* TRY IT: What is the number of lines below that hold "alecmerdler"? Answer with that number only.

* Collected data entries:
=======

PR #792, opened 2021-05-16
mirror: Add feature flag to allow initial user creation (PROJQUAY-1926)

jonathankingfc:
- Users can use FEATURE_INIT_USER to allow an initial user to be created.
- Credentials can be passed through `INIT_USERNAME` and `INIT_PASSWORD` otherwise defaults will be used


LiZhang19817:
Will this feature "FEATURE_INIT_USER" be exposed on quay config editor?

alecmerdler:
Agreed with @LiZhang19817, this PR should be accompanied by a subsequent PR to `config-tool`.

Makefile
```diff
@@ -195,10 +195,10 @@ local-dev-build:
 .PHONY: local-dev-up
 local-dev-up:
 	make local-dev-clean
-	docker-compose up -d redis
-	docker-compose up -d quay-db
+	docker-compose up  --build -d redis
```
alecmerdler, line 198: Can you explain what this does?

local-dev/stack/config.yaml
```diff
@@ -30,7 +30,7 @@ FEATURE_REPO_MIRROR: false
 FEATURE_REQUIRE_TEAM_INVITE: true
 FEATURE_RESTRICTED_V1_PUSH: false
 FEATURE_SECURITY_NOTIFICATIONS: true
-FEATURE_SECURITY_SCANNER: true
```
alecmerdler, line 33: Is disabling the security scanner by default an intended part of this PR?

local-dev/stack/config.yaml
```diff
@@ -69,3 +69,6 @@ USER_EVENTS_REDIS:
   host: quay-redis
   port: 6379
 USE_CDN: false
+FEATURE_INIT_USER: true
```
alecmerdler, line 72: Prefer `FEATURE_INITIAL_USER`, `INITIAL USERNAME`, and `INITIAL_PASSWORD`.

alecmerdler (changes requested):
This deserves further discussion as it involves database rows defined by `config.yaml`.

=======

* FINISHED EXERCISE: 5